» AIM OF THE TASK:
Of the records that follow, copy only the lines from the line containing "(diff shortened: 1 of 2 files shown)" to the line containing "- Raw bytes", both included, exactly as written.

Saved entries:
* * * *

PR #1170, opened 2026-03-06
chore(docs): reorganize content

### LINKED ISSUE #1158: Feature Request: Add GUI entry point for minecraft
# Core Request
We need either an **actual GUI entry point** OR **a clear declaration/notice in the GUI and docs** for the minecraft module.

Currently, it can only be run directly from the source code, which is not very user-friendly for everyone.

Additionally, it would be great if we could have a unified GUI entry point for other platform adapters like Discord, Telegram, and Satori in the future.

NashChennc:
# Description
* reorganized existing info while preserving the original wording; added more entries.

* * * *

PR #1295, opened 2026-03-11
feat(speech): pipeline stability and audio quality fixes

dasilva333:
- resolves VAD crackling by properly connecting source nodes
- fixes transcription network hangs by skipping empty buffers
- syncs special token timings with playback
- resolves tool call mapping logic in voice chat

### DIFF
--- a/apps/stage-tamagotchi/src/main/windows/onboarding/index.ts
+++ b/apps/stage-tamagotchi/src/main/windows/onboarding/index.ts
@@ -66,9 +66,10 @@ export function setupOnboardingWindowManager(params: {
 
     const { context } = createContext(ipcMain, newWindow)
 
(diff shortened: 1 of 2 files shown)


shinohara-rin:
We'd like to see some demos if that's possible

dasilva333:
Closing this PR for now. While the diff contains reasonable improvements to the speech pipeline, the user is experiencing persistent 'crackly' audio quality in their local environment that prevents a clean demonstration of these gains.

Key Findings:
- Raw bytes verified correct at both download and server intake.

* * * *

» TASK OUTPUT:
(diff shortened: 1 of 2 files shown)


shinohara-rin:
We'd like to see some demos if that's possible

dasilva333:
Closing this PR for now. While the diff contains reasonable improvements to the speech pipeline, the user is experiencing persistent 'crackly' audio quality in their local environment that prevents a clean demonstration of these gains.

Key Findings:
- Raw bytes verified correct at both download and server intake.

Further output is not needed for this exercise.